## WORK ITEM
From the records beneath, determine how many lines contain "idea" and report only that figure.

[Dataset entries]

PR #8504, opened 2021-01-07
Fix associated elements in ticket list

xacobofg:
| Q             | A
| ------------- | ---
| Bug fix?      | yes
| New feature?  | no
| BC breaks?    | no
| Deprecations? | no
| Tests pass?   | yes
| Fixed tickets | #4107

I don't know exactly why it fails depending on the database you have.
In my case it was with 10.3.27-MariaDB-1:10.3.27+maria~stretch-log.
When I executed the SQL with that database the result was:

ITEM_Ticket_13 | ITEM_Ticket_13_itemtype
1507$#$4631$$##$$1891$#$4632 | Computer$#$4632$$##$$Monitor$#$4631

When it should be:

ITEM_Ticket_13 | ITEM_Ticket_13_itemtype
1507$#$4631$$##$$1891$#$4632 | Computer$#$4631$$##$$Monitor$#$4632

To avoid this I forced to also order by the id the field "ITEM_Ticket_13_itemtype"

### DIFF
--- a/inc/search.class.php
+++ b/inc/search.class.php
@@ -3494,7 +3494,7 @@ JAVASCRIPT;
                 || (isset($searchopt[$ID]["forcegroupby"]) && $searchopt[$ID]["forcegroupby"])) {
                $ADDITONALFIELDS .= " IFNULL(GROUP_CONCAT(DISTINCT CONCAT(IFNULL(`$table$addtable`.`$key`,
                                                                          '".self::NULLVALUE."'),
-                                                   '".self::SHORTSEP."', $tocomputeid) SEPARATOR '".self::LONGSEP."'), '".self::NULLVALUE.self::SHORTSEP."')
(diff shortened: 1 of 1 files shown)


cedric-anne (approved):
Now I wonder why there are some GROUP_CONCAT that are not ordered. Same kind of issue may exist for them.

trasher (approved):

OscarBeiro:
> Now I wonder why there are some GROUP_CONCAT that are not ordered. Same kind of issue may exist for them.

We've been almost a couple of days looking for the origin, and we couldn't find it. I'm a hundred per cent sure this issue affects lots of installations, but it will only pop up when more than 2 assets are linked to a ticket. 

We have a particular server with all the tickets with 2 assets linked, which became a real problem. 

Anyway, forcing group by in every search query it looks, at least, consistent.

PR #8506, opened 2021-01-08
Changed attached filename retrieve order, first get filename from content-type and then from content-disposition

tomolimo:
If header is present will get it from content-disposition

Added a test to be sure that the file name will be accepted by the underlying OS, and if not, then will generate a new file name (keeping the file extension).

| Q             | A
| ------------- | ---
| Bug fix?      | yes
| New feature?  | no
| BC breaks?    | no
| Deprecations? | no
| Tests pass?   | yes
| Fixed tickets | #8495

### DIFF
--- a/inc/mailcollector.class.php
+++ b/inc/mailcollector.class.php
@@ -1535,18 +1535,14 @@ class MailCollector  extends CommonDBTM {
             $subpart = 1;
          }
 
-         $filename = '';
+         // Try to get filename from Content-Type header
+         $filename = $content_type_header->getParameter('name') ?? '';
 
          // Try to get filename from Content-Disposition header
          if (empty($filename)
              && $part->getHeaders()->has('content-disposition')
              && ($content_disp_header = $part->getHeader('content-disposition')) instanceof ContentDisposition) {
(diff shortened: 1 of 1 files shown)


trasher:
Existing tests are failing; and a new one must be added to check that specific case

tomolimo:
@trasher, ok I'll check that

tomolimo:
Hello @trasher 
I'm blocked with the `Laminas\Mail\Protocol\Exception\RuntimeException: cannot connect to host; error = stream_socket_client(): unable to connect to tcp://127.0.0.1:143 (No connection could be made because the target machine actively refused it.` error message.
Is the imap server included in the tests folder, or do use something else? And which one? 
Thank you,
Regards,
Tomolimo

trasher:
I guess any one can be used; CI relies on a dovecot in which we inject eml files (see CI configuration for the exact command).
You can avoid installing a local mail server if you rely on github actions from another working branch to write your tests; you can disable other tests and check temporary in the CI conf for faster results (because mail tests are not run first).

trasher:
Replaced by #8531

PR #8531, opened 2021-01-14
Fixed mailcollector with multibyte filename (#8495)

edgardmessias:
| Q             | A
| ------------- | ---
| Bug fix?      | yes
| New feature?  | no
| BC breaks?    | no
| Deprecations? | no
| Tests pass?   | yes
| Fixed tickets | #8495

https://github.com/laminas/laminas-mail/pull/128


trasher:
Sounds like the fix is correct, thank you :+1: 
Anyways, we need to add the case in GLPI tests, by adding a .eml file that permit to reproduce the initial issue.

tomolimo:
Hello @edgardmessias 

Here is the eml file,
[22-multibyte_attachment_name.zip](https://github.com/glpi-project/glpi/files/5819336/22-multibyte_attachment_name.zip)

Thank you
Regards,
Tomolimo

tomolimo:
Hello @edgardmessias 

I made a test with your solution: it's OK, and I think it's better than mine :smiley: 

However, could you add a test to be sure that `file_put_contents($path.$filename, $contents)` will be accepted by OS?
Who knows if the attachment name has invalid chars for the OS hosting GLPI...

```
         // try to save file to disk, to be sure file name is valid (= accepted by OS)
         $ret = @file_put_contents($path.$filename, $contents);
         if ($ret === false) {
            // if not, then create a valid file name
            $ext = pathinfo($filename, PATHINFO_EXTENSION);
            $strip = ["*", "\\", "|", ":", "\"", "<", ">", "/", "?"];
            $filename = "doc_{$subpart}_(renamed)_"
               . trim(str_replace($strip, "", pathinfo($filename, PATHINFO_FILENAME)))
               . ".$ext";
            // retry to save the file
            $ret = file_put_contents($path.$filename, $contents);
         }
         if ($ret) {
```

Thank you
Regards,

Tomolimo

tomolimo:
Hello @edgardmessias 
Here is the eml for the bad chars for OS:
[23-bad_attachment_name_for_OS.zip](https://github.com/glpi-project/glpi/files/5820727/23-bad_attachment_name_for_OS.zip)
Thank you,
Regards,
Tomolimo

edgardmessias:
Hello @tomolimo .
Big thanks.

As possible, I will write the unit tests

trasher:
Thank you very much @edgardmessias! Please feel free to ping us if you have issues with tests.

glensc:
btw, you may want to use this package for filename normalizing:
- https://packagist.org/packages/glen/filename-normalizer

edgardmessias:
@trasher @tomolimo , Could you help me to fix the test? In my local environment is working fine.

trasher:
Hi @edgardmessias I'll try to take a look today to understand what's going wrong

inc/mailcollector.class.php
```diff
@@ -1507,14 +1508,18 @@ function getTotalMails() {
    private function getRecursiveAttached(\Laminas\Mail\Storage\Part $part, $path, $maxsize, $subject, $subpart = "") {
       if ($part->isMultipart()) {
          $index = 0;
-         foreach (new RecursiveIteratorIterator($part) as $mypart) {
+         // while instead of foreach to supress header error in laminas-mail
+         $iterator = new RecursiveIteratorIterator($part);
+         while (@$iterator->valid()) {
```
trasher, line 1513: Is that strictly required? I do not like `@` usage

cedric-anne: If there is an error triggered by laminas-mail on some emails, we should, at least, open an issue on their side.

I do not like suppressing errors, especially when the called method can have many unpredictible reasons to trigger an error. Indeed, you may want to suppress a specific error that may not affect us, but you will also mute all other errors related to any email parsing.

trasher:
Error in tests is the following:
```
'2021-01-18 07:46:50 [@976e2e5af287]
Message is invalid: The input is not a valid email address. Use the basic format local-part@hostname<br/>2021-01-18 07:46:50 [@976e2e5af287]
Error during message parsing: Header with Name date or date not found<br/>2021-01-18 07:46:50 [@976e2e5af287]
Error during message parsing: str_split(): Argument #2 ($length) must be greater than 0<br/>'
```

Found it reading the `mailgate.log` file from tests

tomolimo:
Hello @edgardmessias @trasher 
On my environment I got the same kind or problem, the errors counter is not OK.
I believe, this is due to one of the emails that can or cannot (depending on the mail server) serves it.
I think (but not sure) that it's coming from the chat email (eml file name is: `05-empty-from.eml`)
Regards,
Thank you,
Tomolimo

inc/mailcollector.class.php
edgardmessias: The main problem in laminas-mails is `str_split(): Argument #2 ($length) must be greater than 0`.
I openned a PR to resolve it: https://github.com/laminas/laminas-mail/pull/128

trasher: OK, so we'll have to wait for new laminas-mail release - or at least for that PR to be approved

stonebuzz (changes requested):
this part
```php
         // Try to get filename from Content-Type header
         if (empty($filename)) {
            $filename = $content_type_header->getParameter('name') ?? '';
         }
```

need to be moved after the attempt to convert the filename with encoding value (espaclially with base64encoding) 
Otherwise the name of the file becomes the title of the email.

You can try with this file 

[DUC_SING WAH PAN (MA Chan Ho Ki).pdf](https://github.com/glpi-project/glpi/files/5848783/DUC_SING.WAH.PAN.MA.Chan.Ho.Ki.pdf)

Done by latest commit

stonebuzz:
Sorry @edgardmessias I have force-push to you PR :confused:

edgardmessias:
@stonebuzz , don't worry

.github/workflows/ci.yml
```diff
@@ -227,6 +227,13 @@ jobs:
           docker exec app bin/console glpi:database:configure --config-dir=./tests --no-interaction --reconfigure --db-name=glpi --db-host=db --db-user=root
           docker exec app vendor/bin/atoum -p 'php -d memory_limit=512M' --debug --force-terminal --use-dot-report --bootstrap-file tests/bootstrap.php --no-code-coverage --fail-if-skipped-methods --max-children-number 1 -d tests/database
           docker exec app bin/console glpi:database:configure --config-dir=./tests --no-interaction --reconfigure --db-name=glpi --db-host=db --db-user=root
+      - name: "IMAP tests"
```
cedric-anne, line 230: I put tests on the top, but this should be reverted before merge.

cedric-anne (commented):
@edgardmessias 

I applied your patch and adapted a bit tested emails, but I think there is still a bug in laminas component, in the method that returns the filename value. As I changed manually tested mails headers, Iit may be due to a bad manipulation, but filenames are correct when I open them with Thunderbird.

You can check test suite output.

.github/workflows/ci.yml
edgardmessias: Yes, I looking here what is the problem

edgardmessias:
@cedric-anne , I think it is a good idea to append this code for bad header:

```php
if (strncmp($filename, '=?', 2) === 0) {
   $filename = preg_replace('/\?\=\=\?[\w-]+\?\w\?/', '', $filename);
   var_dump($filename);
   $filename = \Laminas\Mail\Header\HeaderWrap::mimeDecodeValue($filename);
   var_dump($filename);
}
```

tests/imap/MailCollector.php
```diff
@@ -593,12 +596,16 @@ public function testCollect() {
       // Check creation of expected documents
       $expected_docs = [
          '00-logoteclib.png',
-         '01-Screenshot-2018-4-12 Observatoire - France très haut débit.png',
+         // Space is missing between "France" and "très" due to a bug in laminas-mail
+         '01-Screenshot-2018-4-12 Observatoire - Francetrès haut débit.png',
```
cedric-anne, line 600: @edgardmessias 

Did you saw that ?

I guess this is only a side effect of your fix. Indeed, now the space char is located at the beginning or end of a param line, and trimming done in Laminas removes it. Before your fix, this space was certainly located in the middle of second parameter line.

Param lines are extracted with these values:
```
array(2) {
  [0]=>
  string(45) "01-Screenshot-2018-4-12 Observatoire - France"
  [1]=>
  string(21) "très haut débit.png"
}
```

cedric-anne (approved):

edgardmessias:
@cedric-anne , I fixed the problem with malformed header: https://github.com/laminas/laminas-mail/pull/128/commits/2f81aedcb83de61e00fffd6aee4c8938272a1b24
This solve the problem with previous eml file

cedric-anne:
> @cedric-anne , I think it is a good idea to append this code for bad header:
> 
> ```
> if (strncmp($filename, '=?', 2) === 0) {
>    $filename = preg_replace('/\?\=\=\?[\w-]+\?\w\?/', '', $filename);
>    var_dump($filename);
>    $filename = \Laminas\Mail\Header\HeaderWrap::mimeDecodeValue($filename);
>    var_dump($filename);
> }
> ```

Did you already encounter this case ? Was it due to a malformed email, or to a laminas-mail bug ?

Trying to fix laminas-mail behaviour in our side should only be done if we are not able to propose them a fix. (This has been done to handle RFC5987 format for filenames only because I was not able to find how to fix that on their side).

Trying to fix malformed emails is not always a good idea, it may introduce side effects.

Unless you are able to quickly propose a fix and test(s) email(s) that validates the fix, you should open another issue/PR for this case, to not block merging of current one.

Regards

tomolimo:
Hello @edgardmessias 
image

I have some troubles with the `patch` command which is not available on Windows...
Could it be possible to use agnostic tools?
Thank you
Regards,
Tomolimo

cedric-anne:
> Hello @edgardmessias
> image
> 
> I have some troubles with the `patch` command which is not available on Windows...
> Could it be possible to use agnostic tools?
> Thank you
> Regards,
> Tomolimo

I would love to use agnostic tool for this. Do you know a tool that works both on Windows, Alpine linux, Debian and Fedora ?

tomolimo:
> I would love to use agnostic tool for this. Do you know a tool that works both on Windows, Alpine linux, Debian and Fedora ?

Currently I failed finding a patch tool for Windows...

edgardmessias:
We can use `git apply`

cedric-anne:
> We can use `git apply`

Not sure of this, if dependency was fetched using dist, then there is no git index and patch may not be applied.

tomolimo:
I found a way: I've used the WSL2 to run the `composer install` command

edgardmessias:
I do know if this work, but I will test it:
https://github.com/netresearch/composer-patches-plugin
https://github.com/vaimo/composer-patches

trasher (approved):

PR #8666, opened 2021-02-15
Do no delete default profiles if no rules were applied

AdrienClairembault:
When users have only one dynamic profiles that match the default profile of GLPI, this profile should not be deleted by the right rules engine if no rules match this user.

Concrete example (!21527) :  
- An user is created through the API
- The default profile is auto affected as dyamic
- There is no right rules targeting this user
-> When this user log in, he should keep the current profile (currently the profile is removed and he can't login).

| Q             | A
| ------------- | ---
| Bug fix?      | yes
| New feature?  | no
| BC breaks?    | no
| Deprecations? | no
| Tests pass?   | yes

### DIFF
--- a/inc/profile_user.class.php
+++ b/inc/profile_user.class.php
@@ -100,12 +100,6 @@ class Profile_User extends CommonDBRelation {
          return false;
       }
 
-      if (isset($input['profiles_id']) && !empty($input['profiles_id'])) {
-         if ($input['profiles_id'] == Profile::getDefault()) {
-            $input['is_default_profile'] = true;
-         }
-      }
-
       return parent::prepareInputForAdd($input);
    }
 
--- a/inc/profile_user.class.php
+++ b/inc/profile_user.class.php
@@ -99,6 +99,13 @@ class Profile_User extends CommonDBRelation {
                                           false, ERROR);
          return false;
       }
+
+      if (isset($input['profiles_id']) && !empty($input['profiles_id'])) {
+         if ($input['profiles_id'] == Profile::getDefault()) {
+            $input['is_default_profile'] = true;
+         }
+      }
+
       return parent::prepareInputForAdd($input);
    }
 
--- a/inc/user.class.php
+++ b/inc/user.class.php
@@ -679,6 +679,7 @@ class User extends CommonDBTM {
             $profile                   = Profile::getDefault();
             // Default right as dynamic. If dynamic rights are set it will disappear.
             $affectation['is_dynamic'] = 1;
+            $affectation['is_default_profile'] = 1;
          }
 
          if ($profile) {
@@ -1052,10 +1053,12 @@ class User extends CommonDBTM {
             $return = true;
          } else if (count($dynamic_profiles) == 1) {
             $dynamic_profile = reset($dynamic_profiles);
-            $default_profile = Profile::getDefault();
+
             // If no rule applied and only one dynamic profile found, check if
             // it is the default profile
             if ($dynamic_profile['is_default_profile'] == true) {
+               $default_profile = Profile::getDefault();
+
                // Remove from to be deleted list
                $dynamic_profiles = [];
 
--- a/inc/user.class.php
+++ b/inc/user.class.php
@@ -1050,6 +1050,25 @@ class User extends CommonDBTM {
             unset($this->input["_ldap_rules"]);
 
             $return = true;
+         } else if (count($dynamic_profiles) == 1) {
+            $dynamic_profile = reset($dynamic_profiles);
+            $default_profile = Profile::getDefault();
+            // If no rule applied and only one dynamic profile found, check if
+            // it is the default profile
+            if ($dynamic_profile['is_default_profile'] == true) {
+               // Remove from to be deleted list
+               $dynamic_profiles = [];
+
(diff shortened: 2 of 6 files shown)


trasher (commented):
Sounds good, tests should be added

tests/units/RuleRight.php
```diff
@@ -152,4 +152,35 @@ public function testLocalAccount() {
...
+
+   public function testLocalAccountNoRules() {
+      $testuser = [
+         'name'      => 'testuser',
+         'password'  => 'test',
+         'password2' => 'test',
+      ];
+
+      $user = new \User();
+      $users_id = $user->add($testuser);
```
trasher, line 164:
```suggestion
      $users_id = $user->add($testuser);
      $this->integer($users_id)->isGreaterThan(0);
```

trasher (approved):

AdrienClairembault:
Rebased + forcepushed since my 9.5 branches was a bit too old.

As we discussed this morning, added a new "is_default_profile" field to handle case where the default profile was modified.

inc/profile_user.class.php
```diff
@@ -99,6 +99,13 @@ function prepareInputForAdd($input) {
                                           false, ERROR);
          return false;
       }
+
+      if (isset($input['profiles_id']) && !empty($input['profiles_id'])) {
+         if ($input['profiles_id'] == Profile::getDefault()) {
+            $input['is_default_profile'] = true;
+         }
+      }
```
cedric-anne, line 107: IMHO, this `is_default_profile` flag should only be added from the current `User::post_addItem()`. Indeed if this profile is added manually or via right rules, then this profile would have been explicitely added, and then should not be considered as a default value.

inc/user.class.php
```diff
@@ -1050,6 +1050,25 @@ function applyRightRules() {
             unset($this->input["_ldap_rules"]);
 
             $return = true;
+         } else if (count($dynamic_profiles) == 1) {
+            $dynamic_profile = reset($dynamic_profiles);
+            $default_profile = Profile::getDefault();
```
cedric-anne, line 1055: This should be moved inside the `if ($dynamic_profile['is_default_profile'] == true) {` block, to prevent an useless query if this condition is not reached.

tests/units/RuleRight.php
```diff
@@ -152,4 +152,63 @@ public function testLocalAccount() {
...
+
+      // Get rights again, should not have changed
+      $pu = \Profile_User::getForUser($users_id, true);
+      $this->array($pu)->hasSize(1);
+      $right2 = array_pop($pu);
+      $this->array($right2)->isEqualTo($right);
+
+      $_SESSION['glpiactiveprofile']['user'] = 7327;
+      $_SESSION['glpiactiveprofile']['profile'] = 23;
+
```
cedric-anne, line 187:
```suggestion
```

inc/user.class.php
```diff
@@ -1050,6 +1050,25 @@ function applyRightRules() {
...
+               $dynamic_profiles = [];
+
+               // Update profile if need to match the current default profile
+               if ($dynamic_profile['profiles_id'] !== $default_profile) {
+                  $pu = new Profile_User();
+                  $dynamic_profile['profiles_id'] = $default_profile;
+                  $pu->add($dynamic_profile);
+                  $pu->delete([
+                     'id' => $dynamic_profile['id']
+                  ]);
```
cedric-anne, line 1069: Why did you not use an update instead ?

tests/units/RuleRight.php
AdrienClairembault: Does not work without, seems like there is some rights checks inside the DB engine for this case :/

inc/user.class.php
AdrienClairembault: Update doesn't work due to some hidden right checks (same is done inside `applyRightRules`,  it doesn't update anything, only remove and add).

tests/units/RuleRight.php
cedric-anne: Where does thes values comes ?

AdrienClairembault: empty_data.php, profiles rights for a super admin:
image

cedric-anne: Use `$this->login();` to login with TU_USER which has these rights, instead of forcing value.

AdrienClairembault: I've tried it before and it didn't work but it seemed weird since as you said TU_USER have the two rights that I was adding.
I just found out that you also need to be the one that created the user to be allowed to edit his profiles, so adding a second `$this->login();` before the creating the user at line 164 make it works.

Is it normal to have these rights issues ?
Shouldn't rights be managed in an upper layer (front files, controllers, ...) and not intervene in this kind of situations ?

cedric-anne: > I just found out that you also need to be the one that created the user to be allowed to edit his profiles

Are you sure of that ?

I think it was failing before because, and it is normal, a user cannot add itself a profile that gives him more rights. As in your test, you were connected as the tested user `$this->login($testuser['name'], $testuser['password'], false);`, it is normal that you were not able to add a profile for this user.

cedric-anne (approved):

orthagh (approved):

## EXERCISE SOLUTION
3